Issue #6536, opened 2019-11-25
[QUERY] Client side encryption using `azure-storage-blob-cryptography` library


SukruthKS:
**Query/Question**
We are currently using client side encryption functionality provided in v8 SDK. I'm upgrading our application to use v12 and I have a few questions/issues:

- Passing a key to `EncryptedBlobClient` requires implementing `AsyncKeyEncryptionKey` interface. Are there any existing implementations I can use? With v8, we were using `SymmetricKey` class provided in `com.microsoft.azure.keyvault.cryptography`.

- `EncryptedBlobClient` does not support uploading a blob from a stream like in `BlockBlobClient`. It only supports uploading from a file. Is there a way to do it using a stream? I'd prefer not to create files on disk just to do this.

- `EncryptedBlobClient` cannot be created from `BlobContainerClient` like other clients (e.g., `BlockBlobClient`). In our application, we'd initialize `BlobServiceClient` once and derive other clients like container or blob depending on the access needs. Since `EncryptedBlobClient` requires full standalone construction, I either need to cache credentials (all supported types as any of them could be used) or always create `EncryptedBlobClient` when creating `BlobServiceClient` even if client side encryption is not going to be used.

------------------------------------------------------------

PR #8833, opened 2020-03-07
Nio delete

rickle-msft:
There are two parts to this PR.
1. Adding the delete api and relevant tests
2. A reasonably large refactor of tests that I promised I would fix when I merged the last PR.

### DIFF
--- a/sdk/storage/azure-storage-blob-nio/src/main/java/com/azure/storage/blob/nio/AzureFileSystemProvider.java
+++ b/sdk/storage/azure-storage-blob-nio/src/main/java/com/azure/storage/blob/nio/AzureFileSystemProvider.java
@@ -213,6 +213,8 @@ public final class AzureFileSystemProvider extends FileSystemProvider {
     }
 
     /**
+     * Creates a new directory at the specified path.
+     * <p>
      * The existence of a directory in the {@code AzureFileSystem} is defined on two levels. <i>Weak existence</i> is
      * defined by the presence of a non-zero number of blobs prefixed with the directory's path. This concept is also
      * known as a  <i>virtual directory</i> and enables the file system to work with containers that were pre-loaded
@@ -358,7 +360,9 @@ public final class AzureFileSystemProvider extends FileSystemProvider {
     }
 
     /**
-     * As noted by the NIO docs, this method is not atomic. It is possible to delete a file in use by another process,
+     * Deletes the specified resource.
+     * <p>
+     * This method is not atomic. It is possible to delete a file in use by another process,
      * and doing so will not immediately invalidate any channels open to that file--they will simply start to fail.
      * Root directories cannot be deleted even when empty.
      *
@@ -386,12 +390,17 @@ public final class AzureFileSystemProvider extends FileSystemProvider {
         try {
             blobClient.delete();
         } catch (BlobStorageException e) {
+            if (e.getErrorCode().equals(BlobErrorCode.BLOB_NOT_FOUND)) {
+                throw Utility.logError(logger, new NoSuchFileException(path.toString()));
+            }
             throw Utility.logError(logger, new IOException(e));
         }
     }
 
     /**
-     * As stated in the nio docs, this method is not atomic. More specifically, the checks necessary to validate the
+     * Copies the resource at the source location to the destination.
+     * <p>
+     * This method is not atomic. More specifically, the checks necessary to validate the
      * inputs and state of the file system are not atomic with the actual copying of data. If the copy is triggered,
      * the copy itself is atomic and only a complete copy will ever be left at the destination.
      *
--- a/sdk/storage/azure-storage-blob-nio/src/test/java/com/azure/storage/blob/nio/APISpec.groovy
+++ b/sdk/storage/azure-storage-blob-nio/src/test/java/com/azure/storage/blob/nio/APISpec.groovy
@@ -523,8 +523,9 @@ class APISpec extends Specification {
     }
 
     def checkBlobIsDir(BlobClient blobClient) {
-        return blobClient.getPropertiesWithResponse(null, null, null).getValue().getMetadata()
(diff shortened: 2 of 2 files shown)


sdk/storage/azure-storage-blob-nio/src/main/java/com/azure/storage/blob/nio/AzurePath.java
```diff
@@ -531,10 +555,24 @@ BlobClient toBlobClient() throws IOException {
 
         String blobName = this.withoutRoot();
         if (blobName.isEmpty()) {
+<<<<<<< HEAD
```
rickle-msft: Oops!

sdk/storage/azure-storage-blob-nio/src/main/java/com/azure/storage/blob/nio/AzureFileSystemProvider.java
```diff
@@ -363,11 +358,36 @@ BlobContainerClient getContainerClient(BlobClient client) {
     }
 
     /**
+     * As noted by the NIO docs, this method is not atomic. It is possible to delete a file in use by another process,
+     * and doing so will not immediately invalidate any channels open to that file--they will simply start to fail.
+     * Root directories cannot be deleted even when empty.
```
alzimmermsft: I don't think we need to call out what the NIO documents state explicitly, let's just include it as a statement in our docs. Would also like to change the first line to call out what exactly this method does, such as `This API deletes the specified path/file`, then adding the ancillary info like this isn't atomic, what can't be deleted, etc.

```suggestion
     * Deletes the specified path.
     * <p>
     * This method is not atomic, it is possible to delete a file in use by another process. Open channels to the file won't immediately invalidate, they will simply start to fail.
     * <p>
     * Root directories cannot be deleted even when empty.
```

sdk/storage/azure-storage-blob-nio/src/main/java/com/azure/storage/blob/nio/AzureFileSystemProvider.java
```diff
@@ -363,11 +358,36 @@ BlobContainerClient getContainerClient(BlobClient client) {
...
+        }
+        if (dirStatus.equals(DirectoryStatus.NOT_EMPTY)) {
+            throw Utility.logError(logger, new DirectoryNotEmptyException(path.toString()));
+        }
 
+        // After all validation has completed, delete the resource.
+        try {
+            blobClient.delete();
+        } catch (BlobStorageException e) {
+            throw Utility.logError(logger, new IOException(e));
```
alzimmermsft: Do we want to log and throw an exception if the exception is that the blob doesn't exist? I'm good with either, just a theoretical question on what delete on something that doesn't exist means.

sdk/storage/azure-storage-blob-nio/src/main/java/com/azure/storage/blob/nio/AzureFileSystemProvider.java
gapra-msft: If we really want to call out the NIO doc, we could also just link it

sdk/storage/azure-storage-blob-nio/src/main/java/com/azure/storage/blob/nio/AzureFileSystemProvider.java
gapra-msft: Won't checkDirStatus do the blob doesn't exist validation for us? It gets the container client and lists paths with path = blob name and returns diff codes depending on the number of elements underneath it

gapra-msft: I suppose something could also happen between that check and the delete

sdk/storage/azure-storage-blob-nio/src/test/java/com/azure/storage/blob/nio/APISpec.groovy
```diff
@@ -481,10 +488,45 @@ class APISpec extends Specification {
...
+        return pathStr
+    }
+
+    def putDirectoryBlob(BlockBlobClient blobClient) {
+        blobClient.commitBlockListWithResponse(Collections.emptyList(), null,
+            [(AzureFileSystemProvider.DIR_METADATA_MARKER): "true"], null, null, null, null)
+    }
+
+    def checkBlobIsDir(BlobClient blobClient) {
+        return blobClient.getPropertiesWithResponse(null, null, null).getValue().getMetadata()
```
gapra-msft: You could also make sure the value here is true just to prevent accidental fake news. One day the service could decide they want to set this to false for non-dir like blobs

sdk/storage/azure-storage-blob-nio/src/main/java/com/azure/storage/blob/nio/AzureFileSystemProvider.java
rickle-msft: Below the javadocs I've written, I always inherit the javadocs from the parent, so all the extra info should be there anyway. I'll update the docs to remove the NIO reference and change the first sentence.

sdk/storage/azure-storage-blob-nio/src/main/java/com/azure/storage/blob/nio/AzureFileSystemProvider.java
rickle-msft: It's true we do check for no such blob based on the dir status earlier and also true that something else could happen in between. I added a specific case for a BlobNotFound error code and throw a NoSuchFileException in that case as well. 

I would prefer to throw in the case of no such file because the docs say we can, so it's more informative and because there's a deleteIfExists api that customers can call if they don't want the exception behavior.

------------------------------------------------------------

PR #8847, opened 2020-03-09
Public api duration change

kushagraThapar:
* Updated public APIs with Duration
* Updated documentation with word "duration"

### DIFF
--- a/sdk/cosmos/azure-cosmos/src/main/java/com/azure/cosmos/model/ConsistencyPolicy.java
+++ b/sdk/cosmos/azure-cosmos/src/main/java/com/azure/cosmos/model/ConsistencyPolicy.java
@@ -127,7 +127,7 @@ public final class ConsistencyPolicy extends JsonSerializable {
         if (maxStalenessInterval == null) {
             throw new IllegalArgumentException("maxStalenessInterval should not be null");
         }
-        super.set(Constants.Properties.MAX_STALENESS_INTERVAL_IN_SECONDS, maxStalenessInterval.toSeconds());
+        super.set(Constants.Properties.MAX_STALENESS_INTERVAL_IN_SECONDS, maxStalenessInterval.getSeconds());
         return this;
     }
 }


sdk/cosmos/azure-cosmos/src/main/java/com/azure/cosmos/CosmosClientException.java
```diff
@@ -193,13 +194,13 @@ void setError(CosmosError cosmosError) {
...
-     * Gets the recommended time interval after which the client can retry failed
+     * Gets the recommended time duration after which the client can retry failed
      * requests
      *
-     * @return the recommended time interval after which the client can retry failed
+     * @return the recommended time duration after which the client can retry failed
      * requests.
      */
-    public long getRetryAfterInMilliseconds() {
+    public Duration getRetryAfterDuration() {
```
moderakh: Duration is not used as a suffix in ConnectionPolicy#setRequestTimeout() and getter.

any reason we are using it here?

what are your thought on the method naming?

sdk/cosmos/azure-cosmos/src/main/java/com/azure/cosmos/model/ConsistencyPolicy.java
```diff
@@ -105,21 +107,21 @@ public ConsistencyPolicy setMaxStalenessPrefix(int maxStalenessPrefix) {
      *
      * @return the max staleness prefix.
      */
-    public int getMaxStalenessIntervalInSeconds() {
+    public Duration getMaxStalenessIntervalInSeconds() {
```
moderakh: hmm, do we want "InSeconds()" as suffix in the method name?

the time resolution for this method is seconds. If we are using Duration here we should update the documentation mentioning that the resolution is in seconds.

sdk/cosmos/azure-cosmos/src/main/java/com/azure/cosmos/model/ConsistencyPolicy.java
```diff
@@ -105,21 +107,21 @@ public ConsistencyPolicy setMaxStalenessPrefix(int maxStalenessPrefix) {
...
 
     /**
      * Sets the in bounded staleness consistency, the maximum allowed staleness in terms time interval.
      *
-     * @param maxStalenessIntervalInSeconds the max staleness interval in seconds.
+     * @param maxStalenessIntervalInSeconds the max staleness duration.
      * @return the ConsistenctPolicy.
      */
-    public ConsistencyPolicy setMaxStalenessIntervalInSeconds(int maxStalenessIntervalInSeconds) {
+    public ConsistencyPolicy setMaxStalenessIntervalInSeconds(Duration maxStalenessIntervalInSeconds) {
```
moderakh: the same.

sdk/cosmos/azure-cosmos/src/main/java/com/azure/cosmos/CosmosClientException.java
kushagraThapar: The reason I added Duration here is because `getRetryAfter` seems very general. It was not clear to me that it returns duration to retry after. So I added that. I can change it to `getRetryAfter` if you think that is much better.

------------------------------------------------------------

- **Action item**: In the listing, find every line containing the word "destination" and list it.

- **Answer space**:
+     * Copies the resource at the source location to the destination.
      * the copy itself is atomic and only a complete copy will ever be left at the destination.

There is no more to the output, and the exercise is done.